### [Record excerpts]

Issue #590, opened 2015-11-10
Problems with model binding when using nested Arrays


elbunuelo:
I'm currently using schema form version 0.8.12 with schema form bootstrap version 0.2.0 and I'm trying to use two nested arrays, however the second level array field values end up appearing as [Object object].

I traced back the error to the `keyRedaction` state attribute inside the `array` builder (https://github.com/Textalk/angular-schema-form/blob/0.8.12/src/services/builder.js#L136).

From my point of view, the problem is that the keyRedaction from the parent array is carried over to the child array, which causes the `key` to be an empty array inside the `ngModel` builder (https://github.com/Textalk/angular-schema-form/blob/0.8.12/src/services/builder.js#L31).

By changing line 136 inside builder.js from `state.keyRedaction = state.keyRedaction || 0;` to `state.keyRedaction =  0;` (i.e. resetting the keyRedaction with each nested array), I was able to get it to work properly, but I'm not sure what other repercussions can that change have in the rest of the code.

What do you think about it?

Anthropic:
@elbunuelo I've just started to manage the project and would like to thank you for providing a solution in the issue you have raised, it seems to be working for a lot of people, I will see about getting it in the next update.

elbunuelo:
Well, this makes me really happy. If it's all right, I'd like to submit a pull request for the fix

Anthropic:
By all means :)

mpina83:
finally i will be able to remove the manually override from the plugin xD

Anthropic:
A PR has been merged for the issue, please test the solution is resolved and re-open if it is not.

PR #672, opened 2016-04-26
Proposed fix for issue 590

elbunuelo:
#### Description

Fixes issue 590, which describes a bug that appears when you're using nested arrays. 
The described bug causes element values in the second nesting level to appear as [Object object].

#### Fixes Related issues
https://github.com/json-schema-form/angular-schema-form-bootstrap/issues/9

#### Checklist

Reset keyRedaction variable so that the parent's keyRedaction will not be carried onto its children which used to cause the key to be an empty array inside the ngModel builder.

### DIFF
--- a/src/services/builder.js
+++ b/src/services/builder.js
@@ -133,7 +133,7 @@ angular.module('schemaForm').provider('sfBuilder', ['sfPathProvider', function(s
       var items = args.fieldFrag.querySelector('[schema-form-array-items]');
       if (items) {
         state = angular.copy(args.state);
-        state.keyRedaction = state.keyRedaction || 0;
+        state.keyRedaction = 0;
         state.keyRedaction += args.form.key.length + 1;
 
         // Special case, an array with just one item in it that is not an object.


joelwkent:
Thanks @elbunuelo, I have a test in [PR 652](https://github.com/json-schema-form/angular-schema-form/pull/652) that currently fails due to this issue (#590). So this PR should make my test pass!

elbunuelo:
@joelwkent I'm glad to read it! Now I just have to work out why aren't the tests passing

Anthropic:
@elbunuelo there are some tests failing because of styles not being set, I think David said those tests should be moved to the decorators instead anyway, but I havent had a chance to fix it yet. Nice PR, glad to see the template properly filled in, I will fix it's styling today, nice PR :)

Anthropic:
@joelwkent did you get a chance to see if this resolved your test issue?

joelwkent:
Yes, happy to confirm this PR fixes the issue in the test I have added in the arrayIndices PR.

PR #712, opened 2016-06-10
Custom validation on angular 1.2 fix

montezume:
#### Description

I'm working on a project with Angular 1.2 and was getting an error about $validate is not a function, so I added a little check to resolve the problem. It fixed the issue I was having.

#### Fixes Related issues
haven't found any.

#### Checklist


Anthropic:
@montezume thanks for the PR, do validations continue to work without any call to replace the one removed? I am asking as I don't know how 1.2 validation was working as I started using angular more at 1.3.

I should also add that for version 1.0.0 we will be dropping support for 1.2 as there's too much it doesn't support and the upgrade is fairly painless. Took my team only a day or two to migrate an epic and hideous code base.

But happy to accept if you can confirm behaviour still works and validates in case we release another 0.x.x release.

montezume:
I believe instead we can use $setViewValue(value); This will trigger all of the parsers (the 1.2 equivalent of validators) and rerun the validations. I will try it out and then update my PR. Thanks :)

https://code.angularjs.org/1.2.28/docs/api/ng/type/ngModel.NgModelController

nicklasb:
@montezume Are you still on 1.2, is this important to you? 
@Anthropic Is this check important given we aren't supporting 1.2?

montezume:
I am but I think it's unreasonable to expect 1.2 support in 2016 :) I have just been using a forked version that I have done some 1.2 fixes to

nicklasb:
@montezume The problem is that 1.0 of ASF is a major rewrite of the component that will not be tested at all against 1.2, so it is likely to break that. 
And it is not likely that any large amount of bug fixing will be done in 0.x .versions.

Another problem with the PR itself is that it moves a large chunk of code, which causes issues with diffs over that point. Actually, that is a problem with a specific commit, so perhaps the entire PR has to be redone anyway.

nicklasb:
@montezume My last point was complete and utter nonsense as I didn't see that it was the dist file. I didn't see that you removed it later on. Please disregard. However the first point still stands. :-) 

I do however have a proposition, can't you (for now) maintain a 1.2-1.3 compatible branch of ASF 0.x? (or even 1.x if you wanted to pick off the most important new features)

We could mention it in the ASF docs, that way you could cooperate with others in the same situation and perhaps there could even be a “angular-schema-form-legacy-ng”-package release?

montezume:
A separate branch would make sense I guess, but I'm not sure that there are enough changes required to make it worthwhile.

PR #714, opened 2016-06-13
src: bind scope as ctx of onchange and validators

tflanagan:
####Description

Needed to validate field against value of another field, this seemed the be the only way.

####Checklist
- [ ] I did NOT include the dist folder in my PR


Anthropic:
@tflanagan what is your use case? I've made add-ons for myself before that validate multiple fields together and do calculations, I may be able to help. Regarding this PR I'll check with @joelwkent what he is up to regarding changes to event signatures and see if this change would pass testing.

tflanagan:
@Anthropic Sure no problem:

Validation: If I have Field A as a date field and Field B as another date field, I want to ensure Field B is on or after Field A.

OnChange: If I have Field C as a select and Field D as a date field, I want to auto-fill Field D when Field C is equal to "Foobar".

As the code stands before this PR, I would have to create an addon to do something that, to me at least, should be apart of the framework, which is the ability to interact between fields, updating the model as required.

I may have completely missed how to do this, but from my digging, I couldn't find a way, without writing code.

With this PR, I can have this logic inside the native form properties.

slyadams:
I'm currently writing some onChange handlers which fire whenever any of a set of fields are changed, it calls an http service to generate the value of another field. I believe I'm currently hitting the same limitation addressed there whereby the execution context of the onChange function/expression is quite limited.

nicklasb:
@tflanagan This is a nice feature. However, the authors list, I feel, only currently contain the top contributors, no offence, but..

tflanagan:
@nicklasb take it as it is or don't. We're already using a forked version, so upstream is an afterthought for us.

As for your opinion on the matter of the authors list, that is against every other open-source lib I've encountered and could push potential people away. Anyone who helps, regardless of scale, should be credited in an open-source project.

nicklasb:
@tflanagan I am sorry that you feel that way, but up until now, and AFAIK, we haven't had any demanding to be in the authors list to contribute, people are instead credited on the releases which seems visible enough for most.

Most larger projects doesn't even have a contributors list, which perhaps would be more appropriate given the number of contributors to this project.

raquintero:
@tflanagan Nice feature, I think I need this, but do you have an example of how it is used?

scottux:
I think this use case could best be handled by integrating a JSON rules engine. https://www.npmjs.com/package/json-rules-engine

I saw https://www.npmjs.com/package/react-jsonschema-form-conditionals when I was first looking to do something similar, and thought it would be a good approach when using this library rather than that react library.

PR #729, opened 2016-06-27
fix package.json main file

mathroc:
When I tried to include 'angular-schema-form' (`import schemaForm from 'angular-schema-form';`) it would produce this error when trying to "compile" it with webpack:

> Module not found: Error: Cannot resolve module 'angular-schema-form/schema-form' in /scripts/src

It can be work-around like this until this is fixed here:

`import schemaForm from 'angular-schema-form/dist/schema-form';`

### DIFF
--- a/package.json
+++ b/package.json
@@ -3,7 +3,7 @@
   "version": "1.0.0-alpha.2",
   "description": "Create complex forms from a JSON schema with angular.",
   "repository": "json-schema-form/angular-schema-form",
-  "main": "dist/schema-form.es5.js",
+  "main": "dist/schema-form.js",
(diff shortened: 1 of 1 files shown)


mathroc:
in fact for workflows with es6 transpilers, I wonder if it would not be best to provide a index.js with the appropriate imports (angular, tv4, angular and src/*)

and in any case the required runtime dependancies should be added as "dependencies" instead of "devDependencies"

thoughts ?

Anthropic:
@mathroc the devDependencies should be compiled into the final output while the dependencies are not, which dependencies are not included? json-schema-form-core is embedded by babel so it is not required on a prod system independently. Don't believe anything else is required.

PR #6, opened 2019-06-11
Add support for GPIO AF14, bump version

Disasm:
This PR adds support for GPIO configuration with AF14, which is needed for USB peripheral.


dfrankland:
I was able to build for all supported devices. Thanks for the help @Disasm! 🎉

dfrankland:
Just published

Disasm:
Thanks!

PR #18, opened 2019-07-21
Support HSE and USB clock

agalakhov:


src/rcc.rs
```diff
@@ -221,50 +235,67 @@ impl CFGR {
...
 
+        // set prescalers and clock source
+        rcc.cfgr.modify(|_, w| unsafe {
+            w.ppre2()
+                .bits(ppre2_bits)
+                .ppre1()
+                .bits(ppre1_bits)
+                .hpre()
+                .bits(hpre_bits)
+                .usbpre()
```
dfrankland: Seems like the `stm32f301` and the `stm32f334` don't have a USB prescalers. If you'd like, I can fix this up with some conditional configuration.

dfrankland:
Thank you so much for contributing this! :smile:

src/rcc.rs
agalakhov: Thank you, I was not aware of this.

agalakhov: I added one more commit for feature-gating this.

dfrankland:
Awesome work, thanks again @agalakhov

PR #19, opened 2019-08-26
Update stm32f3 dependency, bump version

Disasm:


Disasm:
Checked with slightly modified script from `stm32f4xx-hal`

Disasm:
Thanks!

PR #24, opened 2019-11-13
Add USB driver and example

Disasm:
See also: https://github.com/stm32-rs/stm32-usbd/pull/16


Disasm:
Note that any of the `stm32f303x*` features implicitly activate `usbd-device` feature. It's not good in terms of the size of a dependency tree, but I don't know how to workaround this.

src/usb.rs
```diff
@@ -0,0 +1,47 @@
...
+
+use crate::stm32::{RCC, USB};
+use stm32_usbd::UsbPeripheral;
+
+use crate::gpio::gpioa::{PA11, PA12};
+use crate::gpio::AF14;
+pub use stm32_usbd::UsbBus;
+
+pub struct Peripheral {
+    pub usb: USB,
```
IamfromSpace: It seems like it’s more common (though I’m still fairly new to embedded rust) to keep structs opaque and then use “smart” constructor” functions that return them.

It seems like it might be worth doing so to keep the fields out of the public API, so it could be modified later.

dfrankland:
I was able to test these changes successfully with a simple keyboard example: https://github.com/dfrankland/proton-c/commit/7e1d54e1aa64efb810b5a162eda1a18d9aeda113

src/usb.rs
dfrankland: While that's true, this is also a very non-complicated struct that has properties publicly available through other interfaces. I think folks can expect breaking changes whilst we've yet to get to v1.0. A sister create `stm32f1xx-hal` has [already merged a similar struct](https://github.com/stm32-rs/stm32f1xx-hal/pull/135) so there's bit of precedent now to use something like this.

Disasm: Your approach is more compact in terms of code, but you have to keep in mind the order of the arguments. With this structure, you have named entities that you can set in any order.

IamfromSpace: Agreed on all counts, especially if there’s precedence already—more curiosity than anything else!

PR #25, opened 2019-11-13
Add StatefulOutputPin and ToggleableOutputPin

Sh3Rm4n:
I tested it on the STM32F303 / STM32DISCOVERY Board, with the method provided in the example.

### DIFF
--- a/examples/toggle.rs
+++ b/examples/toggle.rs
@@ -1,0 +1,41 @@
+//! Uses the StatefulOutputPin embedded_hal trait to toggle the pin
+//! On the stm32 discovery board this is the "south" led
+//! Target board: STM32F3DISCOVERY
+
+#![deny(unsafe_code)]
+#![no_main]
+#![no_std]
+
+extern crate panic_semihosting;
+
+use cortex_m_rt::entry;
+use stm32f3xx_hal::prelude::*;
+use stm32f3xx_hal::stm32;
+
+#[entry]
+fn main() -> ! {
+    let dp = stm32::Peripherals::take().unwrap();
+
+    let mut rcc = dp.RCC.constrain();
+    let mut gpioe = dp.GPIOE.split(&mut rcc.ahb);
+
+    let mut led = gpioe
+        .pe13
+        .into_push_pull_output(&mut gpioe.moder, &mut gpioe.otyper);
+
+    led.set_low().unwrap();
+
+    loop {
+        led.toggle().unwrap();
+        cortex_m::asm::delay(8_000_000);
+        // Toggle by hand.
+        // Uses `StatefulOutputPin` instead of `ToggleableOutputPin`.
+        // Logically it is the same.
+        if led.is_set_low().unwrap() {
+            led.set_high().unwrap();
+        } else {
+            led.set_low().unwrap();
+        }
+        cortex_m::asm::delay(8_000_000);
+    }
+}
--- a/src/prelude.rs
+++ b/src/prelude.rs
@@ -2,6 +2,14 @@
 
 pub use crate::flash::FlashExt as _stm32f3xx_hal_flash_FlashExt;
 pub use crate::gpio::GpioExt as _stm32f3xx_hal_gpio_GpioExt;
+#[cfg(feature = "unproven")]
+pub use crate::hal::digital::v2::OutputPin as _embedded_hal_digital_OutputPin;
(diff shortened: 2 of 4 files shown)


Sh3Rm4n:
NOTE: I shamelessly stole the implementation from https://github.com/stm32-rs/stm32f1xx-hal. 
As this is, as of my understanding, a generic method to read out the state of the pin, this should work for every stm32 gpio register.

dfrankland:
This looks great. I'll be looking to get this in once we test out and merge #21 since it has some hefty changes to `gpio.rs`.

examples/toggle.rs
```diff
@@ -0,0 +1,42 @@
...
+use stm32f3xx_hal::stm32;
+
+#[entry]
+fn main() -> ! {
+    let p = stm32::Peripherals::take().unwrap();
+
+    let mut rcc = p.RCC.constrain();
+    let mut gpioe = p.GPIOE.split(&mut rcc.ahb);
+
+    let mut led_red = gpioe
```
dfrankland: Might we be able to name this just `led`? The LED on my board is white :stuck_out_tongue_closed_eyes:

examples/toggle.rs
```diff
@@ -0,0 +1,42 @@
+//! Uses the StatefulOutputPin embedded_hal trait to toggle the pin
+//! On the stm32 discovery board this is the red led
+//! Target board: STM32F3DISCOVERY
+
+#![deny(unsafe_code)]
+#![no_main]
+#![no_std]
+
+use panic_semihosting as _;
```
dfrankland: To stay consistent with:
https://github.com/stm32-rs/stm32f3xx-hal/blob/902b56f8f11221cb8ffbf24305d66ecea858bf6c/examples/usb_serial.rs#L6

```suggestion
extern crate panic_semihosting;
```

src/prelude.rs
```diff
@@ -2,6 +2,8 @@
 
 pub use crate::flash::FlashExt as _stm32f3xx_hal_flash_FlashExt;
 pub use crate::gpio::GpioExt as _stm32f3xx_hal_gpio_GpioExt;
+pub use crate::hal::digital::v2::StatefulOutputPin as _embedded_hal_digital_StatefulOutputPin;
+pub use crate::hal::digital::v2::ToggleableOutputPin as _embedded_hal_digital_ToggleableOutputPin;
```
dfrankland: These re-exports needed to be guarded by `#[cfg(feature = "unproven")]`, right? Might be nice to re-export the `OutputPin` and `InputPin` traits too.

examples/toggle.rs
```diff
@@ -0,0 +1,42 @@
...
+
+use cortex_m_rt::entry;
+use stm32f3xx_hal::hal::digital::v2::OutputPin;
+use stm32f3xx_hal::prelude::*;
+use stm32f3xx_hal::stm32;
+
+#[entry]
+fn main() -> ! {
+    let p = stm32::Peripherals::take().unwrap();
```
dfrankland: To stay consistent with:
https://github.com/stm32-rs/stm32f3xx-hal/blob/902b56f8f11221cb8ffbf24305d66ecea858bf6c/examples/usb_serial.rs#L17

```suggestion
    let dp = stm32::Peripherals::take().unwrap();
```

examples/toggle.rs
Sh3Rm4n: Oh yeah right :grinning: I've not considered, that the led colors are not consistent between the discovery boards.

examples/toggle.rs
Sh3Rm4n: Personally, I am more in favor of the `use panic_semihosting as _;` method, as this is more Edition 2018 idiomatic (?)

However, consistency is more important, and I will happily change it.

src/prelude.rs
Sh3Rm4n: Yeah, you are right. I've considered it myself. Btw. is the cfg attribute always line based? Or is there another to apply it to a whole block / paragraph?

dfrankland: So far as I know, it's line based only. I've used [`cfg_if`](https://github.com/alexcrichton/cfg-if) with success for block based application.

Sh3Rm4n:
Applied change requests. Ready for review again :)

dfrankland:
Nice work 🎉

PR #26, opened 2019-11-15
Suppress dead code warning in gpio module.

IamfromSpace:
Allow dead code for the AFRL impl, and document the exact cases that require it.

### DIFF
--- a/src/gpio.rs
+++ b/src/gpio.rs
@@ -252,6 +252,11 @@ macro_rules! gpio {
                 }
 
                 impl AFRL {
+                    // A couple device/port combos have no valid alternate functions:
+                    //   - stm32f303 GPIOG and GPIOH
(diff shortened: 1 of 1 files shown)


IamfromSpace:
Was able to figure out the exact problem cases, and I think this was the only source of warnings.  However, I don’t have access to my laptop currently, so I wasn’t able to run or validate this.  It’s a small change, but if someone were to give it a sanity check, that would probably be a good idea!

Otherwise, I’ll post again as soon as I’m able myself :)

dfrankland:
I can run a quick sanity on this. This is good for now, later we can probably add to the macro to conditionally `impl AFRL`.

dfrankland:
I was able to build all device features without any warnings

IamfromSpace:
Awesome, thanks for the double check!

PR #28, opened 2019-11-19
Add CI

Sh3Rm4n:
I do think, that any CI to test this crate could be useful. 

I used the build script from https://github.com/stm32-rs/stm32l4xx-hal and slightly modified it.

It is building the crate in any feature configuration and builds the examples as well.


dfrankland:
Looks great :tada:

### [Work item]
Whenever a line above includes the string "first", copy it.

### [Solution for this exercise]
@montezume My last point was complete and utter nonsense as I didn't see that it was the dist file. I didn't see that you removed it later on. Please disregard. However the first point still stands. :-) 
I saw https://www.npmjs.com/package/react-jsonschema-form-conditionals when I was first looking to do something similar, and thought it would be a good approach when using this library rather than that react library.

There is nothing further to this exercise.